The Pennsylvania DOT wanted to take a part of the Szabos' property. Fine. But when it filed the declaration of taking, the DOT wasn't as careful as it should have been, and the plans which it submitted with the declaration noted "[s]ome property lines were labeled as 'probable [sic] correct.'"
Good enough for DOT, but not good enough for the Szabos, who hired a surveyor. The survey confirmed that indeed, DOT "misidentified" a part of the Szabo property as belonging to someone else. Thus, DOT's plans "understated the amount of property owned by the Szabos taken as part of the condemnation. Therefore, the Department condemned more of the Szabos' property than the Declaration indicated."
They told the DOT, but it didn't listen. So they sought an evidentiary hearing to determine the nature and extent of the property taken. The trial court said no, and the Szabos appealed.
DOT argued no big deal. Yes, our description wasn't precisely correct, but the Szabos had notice that their property was being condemned. Good enough to meet the statute's requirement for a "reasonable identification" of the property being taken.
In Szabo v. Comm'n of Pennsylvania, No. 2039 CD 2015 (Apr. 12, 2017), the Commonwealth Court disagreed, noting it is "crucial" that plans attached to a declaration of taking "be specific in describing property that it is condemned and how important it is to properly identify that property at the earliest stages of the taking." Slip op. at 5.
Instantly, the parcels in question in this condemnation were marked on the plans filed with the Declaration as belonging to other parties. (R.R. 7a-12a.) Not until a surveyor was engaged was it discovered these parcels were owned by the Szabos and the Szabos were not compensated for the taking of that property. In the Declaration, the Department failed to accurately identify that property which was part of the taking. This failure resulted in a taking of more of the Szabos’ property than indicated in the plans. Therefore, the Department did not provide adequate notice of the extent and effect of the taking.
Slip op. at 5-6.
The court also rejected DOT's argument that it was incumbent on the property owners to object quickly, and their "failure to file preliminary objections raising the inadequacy of the plan attached to the Declaration of Taking to establish the extent or effect of the taking" was a waiver of their rights. The plans listed what property was being taken correctly, it just got the who part wrong. And, DOT argued -- Leo Rosten alert here -- description of the property is so necessary to the eminent domain process that it needs to be decided at the earliest possible stage!

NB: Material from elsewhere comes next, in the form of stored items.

PR #4496, opened 2026-09-17
feat(topic): support cloud test-message sending

zmuxuny:
### Which Issue(s) This PR Fixes

- Fixes #4491

### Brief Description

Extend the existing Topic-page **Send Message** operator workflow from Apache-only to the two managed RocketMQ 5.x providers already supported by Studio.

- add a provider-level `MESSAGE_SEND` capability and `sendMessage` SPI
- keep the Apache path unchanged through the existing admin client
- map Aliyun sends to the pinned SDK's `VerifySendMessage` API, including body/tag/key, user properties, message group, and delivery timestamp
- map Tencent sends to Trocket `SendMessage`, returning its message ID
- reject Tencent user properties / FIFO message-group / delayed-delivery fields instead of silently dropping data the Tencent console API cannot represent
- expose the existing send action for cloud **NORMAL** Topics; FIFO/delay cloud sends remain hidden until the UI collects their required semantics
- fail closed when a cloud API returns an incomplete/unsuccessful response instead of reporting a false success

This is intentionally an operator test-message feature, not a replacement for application producers. No dependency upgrade is introduced.

### How Did You Test This Change?

Backend, Java 21:

- `mvn -B -ntp -Dtest=AliyunInstanceProviderTest,TencentInstanceProviderTest,ApacheInstanceProviderTest,MetadataServiceTest test`
  - **143 tests passed**, 0 failures/errors
  - Checkstyle: **0 violations**
- capability/controller regression suite: **31 tests passed**
- request mapping tests verify Aliyun/Tencent fields, success responses, missing message IDs, unsuccessful responses, and Tencent fail-closed behavior for unsupported fields

Frontend:

- `npx vitest run src/pages/instance/__tests__/TopicPage.test.tsx`
  - **27 tests passed**, including cloud NORMAL Topic test-message sending with the selected cloud instance id
- `npm run build` passed (`8046 modules transformed`)
- ESLint on touched files: 0 errors
- Prettier check passed
- `git diff --check` passed

### Compatibility / scope

- Apache behavior is unchanged.
- Existing cloud SDK versions are reused; no dependency changes.
- UI only exposes cloud sending for `NORMAL` Topics in this change.
- Aliyun's provider implementation is ready to carry advanced DTO fields when dedicated FIFO/delay UI controls are added later.

AI-assisted design and implementation; the pinned SDK signatures and current `master` behavior were verified before implementation.

PR #4455, opened 2026-09-16
[ISSUE #4375] feat(studio): support cloud direct message consumption

Aias00:
## Summary

- support direct message-consumption verification for Apache, Aliyun, and Tencent instances
- use Aliyun `VerifyConsumeMessage` and Tencent `VerifyMessageConsumption` while preserving the Apache broker implementation
- advertise and enforce `DIRECT_MESSAGE_CONSUME` through the server capability contract
- keep the message-page action visible but disabled with localized reasons while capability discovery is loading, unavailable, stale, or unsupported
- report Tencent as `REQUEST_ACCEPTED` because its API acknowledges the verification request without returning the consumption outcome

Fixes #4375

## Rebase and Review Updates

- rebased onto current `rocketmq-studio@4c697f07a`
- resolved conflicts in `MessageService`, `MessageServiceTest`, and `message.tsx`
- retained trunk direct-consume audit semantics: only `CR_SUCCESS` audits as SUCCESS; provider, capability, and business failures audit as FAILED; audit-write failures do not replace the operation result
- retained trunk message-page localization and async-state fixes while applying the capability tooltip/disable state machine
- removed the frontend production capability table; production decisions use the server response
- mock mode derives provider capabilities from the mock instance vendor, including newly created Apache and cloud instances

## Verification

- focused backend provider/service suite: 123 tests passed; Checkstyle 0 violations
- full backend suite with Java 21 and isolated H2 MySQL-compatible datasource: 3151 passed, 0 failures/errors, 3 skipped; Checkstyle 0 violations
- focused frontend message/capability suite: 44 tests passed
- full frontend suite: 139 files, 1284/1284 tests passed
- `npm run build`: passed
- `npm run lint`: 0 errors, 11 existing warnings in unchanged files
- Prettier check for all changed frontend files: passed
- `mvn -B -ntp -DskipTests package`: passed
- `git diff --check`: passed
- independent conflict review: initial LOW mock-capability gap fixed; focused re-review approved with 0 remaining findings

## CI Note

GitHub currently reports no checks for this PR, so the local clean-suite results above are the available validation evidence.

PR #4504, opened 2026-09-17
fix(aliyun): unify read and catalog response validation

### LINKED ISSUE #4500: [Studio][Bug] Aliyun read APIs turn unsuccessful business responses into empty operational data

- [x] I searched open/closed issues and PRs and found no existing fix for this failure mode.
- [x] The affected behavior is present on current `master` (`987b748e8f4f421c5cd3c4c4e51a064cc7e59f18`).

### Problem

Studio's Aliyun provider checks the decoded `data` field for several read APIs but never checks the SDK response body's business `success` flag. The pinned `alibabacloud-rocketmq20220801:5.0.8` response bodies for `ListTopics`, `ListConsumerGroups`, `ListTopicSubscriptions`, `ListConsumerGroupSubscriptions`, `GetConsumerGroupLag`, `ListMessages`, and `GetTrace` all expose `success`, `code`, and `message`.

When one of these calls completes normally with `success=false`, the current provider typically sees a null/empty `data` value and converts the provider failure into valid-looking empty operational data.

### Impact

Provider permission, throttling, account, or other business failures can be displayed as:
- no Topics or Consumer Groups;
- no subscriptions;
- no consumer progress/lag;
- no matching messages;
- no trace nodes.

This is dangerous during incident response because an operator is told that the resource/data is absent rather than that the cloud query failed.

### Expected behavior

For these Aliyun read paths, a decoded response body with `success != true` must fail closed with a 502-style `BusinessException`, retaining provider `message`/`code` when available. Successful empty results (`success=true` with an empty data collection) must remain valid empty results. Existing SDK exceptional-completion mapping stays unchanged.

### Verification plan

Add deterministic provider regressions that return normally completed SDK futures with `success=false` and prove the unmodified provider returns empty results instead of an error. Then make the same cases fail closed and retain existing successful-empty/read mapping tests.

This is separate from #4498/#4499, which cover mutating OpenAPI responses only.

AI-assisted source audit; response signatures were checked against the pinned 5.0.8 SDK jar.

zmuxuny:

Fixes #4500. Fixes #4505.

Consolidates the read and catalog changes from #4504 and #4507 into this single PR, as requested. The closed mutation proposal #4499 is not included.

### Response policy

One type-safe `AliyunResponseValidator` under `common/util` handles all nine provider read sites and all three catalog sites. It returns the validated body and uses method references rather than reflection or duplicated service-local helpers.

- A present response body with `success == null` or `true` is accepted. Missing flags are not failures.
- Explicit `Boolean.FALSE` becomes a **422 business rejection**, retaining the provider message/code. It is not classified as a 502 transport failure or a Studio-session 401.
- A null response or null body is a **502 malformed upstream response**, consistently for both read and catalog paths, including trace.
- A present accepted body with empty/null `data` keeps the existing empty-result behavior; a present GetInstance body without data remains 404. A missing body is no longer treated as a confirmed empty result.

The helper uses `StringUtils.hasText` and preserves message -> code -> generic fallback. Existing SDK exception mapping and the merged test-message-send implementation are unchanged. No inventory caching or local cloud mirror is introduced.

### Evidence and scope

I do **not** have a real captured HTTP 200 / `success=false` response from these cloud APIs. The previous fail-before evidence was generated with controlled SDK response fixtures, not a production incident. This revision therefore does not claim such captures or justify a 502 outage classification for an explicit business rejection. It takes the review's alternative of a request-level business code (422), already used by the cloud-client boundary, without expanding endpoint schemas or adding a new availability field.

The null-body policy is an intentional change: old trace tests that treated an absent envelope as empty trace now require 502. Empty trace data inside a present accepted body remains valid. The catalog normalization test now uses a present empty GetInstance body to assert genuine not-found, and separate tests cover absent envelopes.

### Verification

Rebased onto `rocketmq-studio@4c697f07acde460e2344375cb1f82669f5b270fd`. Before correction, the combined old proposals failed 23 of 65 controlled-response cases (19 assertion failures and 4 rejected-missing-flag errors). After correction, the same provider/catalog suites pass; compatibility tests cover omitted flags, null bodies/responses, explicit false and legitimate empty data.

Java 21, current-head verification:
- `AliyunResponseValidatorTest,AliyunInstanceProviderTest,AliyunCatalogServiceTest,AliyunClientFactoryTest,MetadataServiceTest,GlobalExceptionHandlerTest,MessageServiceTest,MessageQueryToolHandlerTest`: **171/171 passed**, 0 failures/errors/skips.
- A MockMvc regression pins HTTP 422 plus the business-response envelope, rather than a gateway error.
- Checkstyle: **0 violations**; `mvn -B -ntp -DskipTests package`: **BUILD SUCCESS**; `git diff --check`: clean.

No frontend, database or dependency changes. Full external-datasource integration tests and live cloud-credential tests were not run. AI-assisted implementation and review; all listed local tests/builds were executed.

### Cross-PR integration check

The final #4504 (`07f4989`) and #4514 (`858fe91`) revisions merge cleanly. A separate local combined snapshot ran the union of their shared-helper/provider/service/controller/MCP-schema suites: **246/246 passed**, 0 failures/errors/skips, Checkstyle 0. This is a local integration check of the two PRs, not an upstream merge.


server/src/main/java/org/apache/rocketmq/studio/provider/alibaba/AliyunInstanceProvider.java
```diff
@@ -117,6 +117,10 @@ public int countTopics(String instanceId) {
         ListTopicsResponse response = clientFactory.call(ctx.credentialId(), ctx.regionId(),
                 client -> client.listTopics(request));
         ListTopicsResponseBody body = response == null ? null : response.getBody();
+        if (body != null) {
```
RockteMQ-AI, line 120: Inside `if (body != null)`, the ternary `body == null ? null : body.getSuccess()` is redundant — `body` is guaranteed non-null. Simplify to `body.getSuccess()`, `body.getCode()`, `body.getMessage()`. This pattern repeats at lines 142, 193, and 299.

RockteMQ-AI (commented):
### Summary
This PR adds `requireReadSuccess()` validation to `AliyunInstanceProvider` read operations (topic listing, consumer group listing, topic-consumer subscriptions, group progress). Similar to PR #4507 which covers the catalog layer, this ensures business-level API failures from Aliyun are surfaced rather than silently returning empty/partial results.

### Findings
- **[Warning]** `AliyunInstanceProvider.java:120-121` — Inside `if (body != null)`, the expression `body == null ? null : body.getSuccess()` is redundant — `body` is guaranteed non-null here. Simplify to `body.getSuccess()`, `body.getCode()`, `body.getMessage()`. This pattern repeats at lines 142-143, 193-194, and 299-300.
- **[Info]** The `requireReadSuccess()` helper is well-structured and consistent with the `requireCatalogSuccess()` pattern from the catalog layer.

### Suggestions
Consider simplifying the redundant null checks. For example:
```java
if (body != null) {
    requireReadSuccess("topic listing", body.getSuccess(),
            body.getCode(), body.getMessage());
}
```
instead of:
```java
if (body != null) {
    requireReadSuccess("topic listing", body == null ? null : body.getSuccess(),
            body == null ? null : body.getCode(), body == null ? null : body.getMessage());
}
```

### Strengths
- Comprehensive coverage across all read operations in the provider.
- Consistent error-handling pattern with the catalog layer (PR #4507).
- Good test coverage for the new validation.

Overall: Good defensive improvement. The redundant null checks are cosmetic but worth cleaning up for readability.

---

server/src/main/java/org/apache/rocketmq/studio/provider/alibaba/AliyunInstanceProvider.java
zmuxuny: Addressed — all `requireReadSuccess(...)` calls inside `if (body != null)` now use direct `body.getSuccess()/getCode()/getMessage()` access. Re-ran `AliyunInstanceProviderTest`: 42/42 passed; Checkstyle: 0 violations. Updated head: `b59410b`.

RockteMQ-AI (approved):
### Findings
- **[Info]** `AliyunInstanceProvider.java:575-581` — Clean helper method. The `requireReadSuccess(operation, success, code, message)` pattern is consistent and the error message includes all relevant context (operation name, error code, message).
- **[Info]** Systematic coverage across all read paths: topic count/list/page, group count/list, subscriptions, lag/progress, message queries, and trace queries. No read path is left unguarded.
- **[Info]** All existing tests updated to include `.success(true)` in mock responses, and 11 new tests verify the failure path for each operation. This is thorough defensive testing.
- **[Info]** The `if (body != null)` guard before each `requireReadSuccess()` call correctly handles the null-body case separately (existing behavior preserved).

LGTM — comprehensive defensive fix that prevents silent data corruption from Aliyun API business errors. Excellent test coverage.

---

RockteMQ-AI (approved):
### Summary
This PR adds validation for Aliyun API responses to check the `success` field and throw errors when the API returns an unsuccessful response. This prevents silent data loss when the API returns errors.

### Findings
- **[Info]** `AliyunAclServiceImpl.java` — The `requireSuccess` method correctly validates the `success` field and extracts the error code/message for the exception. This is applied consistently across all read operations.
- **[Info]** `AliyunAclServiceImplTest.java` — Comprehensive test coverage: successful responses pass through, unsuccessful responses throw with proper error details.

### Suggestions
- The validation is critical for data integrity. The error messages include the API error code, which will help with debugging.

This is an important fix that prevents the dashboard from displaying stale or incorrect ACL data.

---

lizhimins (changes requested):
Thanks — the coverage here is thorough and the tests are honest.

**What we verified.** All nine read call sites in `AliyunInstanceProvider` are converted (both `listTopics` overloads, both `listConsumerGroups` overloads, `listTopicSubscriptions`, `getConsumerGroupLag`, `listConsumerGroupSubscriptions`, `listMessages` and `getTrace`), with none missed. The nine new tests are mutation-sensitive — removing any single `requireReadSuccess(...)` call reddens the matching case — and the 15 stub edits all add `.success(true)` rather than weakening an assertion. The underlying problem is real too: the trunk read paths return an empty list whenever the body or its data is null, which does present "the cloud refused" as "there is nothing there". And body-level validation is not foreign to this codebase — `AliyunCatalogService` already throws 502 on a negative `totalCount`, and `AliyunClientFactory.mapToBusinessException` already maps transport and HTTP failures to 422/403/404/502/504.

**Blocking items.**

1. **The rejection rule is too strict for a read path, and it would take the whole instance down.** `Boolean.TRUE.equals(success)` treats a *missing* flag as a failure, not just an explicit one. `success` is a nullable `Boolean` in `alibabacloud-rocketmq20220801`, so any region or API version that omits it turns topic listing, group listing, lag, message query and trace into 502s simultaneously — the instance becomes unusable in Studio while the cloud is perfectly healthy. Your own diff is the evidence: it had to retrofit `.success(true)` into 15 pre-existing stubs, which means response bodies without `success` are the normal shape in the current corpus. Please reject only on an explicit `Boolean.FALSE`.

2. **No test pins the tolerant direction.** There is no case asserting that `success == null` still returns data. That is the most dangerous branch in the change and it is currently unguarded; a future refactor could reintroduce the strict test without anything failing. Please add it for both `success == null` and a null body.

3. **The null-body policy has to be stated and made consistent.** Here `requireReadSuccess` is only invoked inside `if (body != null)`, so a null body silently falls through to empty data. The mutation-path PR (#4499) treated a null body as an "incomplete response" 502 — the opposite policy from the same author. #4499 has now been closed on separate grounds, so this PR and #4507 are the surviving pair; whichever null policy you choose, the two must agree and the description must say which one it is.

4. **A design question we need you to answer in the PR, not a defect.** The project convention for query APIs is that only RPC-layer failures throw; a successful RPC carrying an odd business state should degrade with data plus a flag so the frontend does not read it as an outage. `success=false` on an HTTP 200 is a business-level signal on a successful RPC, and this PR escalates it to 502 on nine read paths at once. Either justify that with a real captured response, or map explicit business failures to a code the frontend will not present as "this instance is down". As it stands the description gives no evidence that HTTP 200 + `success=false` occurs for these APIs — the test output is local only.

5. **Duplication.** `requireReadSuccess` and `requireCatalogSuccess` in #4507 are line-for-line the same logic, differing only in the message prefix and the blank-check spelling. The convention is shared logic under `common/util`; please extract one helper and land the read and catalog changes as a single PR. Within this PR, the nine call sites each repeat the same four-line `if (body != null) { requireReadSuccess(...) }` block — a generic helper that accepts the body would collapse that.

6. **Sequencing.** `AliyunInstanceProvider` has moved on since this branch was cut (#4496 has landed), so please rebase onto `rocketmq-studio`. #4455 is still open and touches the same file, so we will need to order the two.

Once items 1 to 5 are addressed we can merge, subject to the rebase in item 6. Item 4 is the one that decides the shape of the fix, so please answer it first — if the answer is "there is no real capture", the honest scope for this PR is the null-response case plus rejecting an explicit `Boolean.FALSE`.

zmuxuny:
Addressed the read/catalog review together in `07f4989`, rebased onto `rocketmq-studio@4c697f0`.

The evidence limitation is explicit: I do not have a captured HTTP 200 / success=false cloud response. The revised policy uses 422 for an explicit Boolean.FALSE business rejection, not 502; omitted success flags are accepted. A null response/body is consistently a malformed-response 502 across read/catalog/trace, while a present body with no data retains empty/not-found semantics.

All nine provider and three catalog sites now share the type-safe `AliyunResponseValidator` in common/util, including StringUtils.hasText and message/code fallback. New tests pin missing-flag compatibility, missing-envelope errors, explicit rejection, and HTTP 422/envelope propagation. The merged send path and the rejected mutation proposal #4499 were not changed or reintroduced.

171/171 focused tests passed, Checkstyle 0, package succeeds. A separate combined snapshot with #4514 also passed 246/246 tests with a clean Git merge. The PR now fixes both #4500 and #4505; #4507 is being closed as consolidated here, not as an upstream merge. Full datasource integration and live cloud-credential testing were not performed.

zmuxuny:
Hi @lizhimins, thank you for the detailed review. I pushed `07f4989` and updated the PR with the shared read/catalog validator, the missing-flag and null-body policies, and the limit of the available evidence. Could you please re-review when convenient?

So let's get this straight before we go on: the condemnor -- the party which didn't do the property description carefully enough -- first argued no big deal, only to turn around to argue that the property description is so critical that the condemnee needed to raise problems to avoid prejudice to the condemnor.
The court concluded that yes, preliminary objections to the taking must be made by the property owner within 30 days, but only when the declaration establishes the extent or effect of the taking. Here, DOT "did not adequately identify the property being taken the plans," and "[b]ut for their engagement of a surveyor, the Szabos would not have known the full extent of the taking of their property." Slip op. at 8. That being the case, the owners didn't waive their rights by taking more than 30 days to object. Remanded for an evidentiary hearing.
We don't know what your experience is, but we've seen this scenario a number of times, and in nearly every instance the court gave the condemnor a pass. No big deal. Property owner knew enough. Close enough. "More or less." This is like a regular civil action where a party can freely amend.
But we think the Pennsylvania court got it right -- condemnation is an action to involuntarily deprive someone of ownership, and the condemnee finds herself sued only because she happens to own property the government says it wants. The condemnor should be held to exacting standards because eminent domain statutes are in derogation of the common law and are strictly construed against the taker. After all, in most cases, if a court were to dismiss an action, res judicata would not stop a condemnor from simply correcting its errors and taking the property again, so no harm, no foul, right?